Task objective: All records shown below should be given again, character for character.

-- Opening Marker --

PR #380, opened 2016-01-20
remove unused methods

elharo:
@etanshaul


etanshaul:
It looks like TestUtils is used only by BasePluginTestCase, which itself is never used. Can we just remove both classes?

loosebazooka:
@patflynn wrote this as a framework for testing, probably should ask him what's going on here.

patflynn:
@etanshaul @elharo please don't remove this code. It exists to provide a lightweight mocking ability for tests that depend on IJ injected services.

PR #384, opened 2016-01-20
build rules to create archives for android studio

loosebazooka:


loosebazooka:
@patflynn

scripts/android-studio-build.gradle
```diff
@@ -0,0 +1,27 @@
+task buildAndroidStudioRelease(type: Zip) {
+    archiveName 'androidStudioRelease.zip'
```
patflynn: can we include our version number in the release zip name?

loosebazooka: well really this is a zip for us to transfer it to their codebase, versions are still in the jars BUT, yes I can do that.

patflynn: Thanks!!

scripts/android-studio-build.gradle
```diff
@@ -0,0 +1,27 @@
...
+    destinationDir = buildDir
+    def pluginDirs = [":google-cloud-tools-plugin", ":google-account-plugin"]
```
patflynn: I'm noticing when I try out this script that the google-cloud-tools folder has the plugin sources.jar but not the actual code.jar.  google-account-plugin looks good though.

One other thing is that common-lib is missing the sources jar, and most of the lib jars don't have srcjars. Not sure if AS want that.

loosebazooka:
oh yeah I mucked up the task dependencies, lemme check.

loosebazooka:
This is a particularly gnarly looking build script, I'm sorry. @patflynn

scripts/android-studio-build.gradle
```diff
@@ -0,0 +1,140 @@
+def jarLicenseMap = [
+        "GoogleFeedback.jar" : "apache2",
```
patflynn: so there's no way to query this from maven central?

scripts/android-studio-build.gradle
```diff
@@ -0,0 +1,140 @@
...
+            // includes jars
+            project.tasks.jar.outputs.files.each { outputFile ->
+                from (outputFile) {
+                    into "${project.intellij.pluginName}/lib"
+                }
+            }
+            // include sources jar
+            project.tasks.jarSources.outputs.files.each { outputFile ->
+                from (outputFile) {
+                    into "${project.intellij.pluginName}/lib/src"
```
patflynn: typically don't src jars just get included along side the binaries?

PR #386, opened 2016-01-22
standardize on term snapshot location for user messages

elharo:
@patflynn


akerekes:
Shouldn't we also change the message keys to use snapshot instead of breakpoint? E.g.: https://github.com/GoogleCloudPlatform/gcloud-intellij/blob/messages/google-cloud-tools-plugin/resources/messages/CloudToolsBundle.properties#L99

elharo:
No, they're not user visible and various classes in the IDEA codebase we inheit from use the word "breakpoint"

elharo:
ping

patflynn:
LGTM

-- Closing Marker --

Solution for this problem:
PR #380, opened 2016-01-20
remove unused methods

elharo:
@etanshaul


etanshaul:
It looks like TestUtils is used only by BasePluginTestCase, which itself is never used. Can we just remove both classes?

loosebazooka:
@patflynn wrote this as a framework for testing, probably should ask him what's going on here.

patflynn:
@etanshaul @elharo please don't remove this code. It exists to provide a lightweight mocking ability for tests that depend on IJ injected services.

PR #384, opened 2016-01-20
build rules to create archives for android studio

loosebazooka:


loosebazooka:
@patflynn

scripts/android-studio-build.gradle
```diff
@@ -0,0 +1,27 @@
+task buildAndroidStudioRelease(type: Zip) {
+    archiveName 'androidStudioRelease.zip'
```
patflynn: can we include our version number in the release zip name?

loosebazooka: well really this is a zip for us to transfer it to their codebase, versions are still in the jars BUT, yes I can do that.

patflynn: Thanks!!

scripts/android-studio-build.gradle
```diff
@@ -0,0 +1,27 @@
...
+    destinationDir = buildDir
+    def pluginDirs = [":google-cloud-tools-plugin", ":google-account-plugin"]
```
patflynn: I'm noticing when I try out this script that the google-cloud-tools folder has the plugin sources.jar but not the actual code.jar.  google-account-plugin looks good though.

One other thing is that common-lib is missing the sources jar, and most of the lib jars don't have srcjars. Not sure if AS want that.

loosebazooka:
oh yeah I mucked up the task dependencies, lemme check.

loosebazooka:
This is a particularly gnarly looking build script, I'm sorry. @patflynn

scripts/android-studio-build.gradle
```diff
@@ -0,0 +1,140 @@
+def jarLicenseMap = [
+        "GoogleFeedback.jar" : "apache2",
```
patflynn: so there's no way to query this from maven central?

scripts/android-studio-build.gradle
```diff
@@ -0,0 +1,140 @@
...
+            // includes jars
+            project.tasks.jar.outputs.files.each { outputFile ->
+                from (outputFile) {
+                    into "${project.intellij.pluginName}/lib"
+                }
+            }
+            // include sources jar
+            project.tasks.jarSources.outputs.files.each { outputFile ->
+                from (outputFile) {
+                    into "${project.intellij.pluginName}/lib/src"
```
patflynn: typically don't src jars just get included along side the binaries?

PR #386, opened 2016-01-22
standardize on term snapshot location for user messages

elharo:
@patflynn


akerekes:
Shouldn't we also change the message keys to use snapshot instead of breakpoint? E.g.: https://github.com/GoogleCloudPlatform/gcloud-intellij/blob/messages/google-cloud-tools-plugin/resources/messages/CloudToolsBundle.properties#L99

elharo:
No, they're not user visible and various classes in the IDEA codebase we inheit from use the word "breakpoint"

elharo:
ping

patflynn:
LGTM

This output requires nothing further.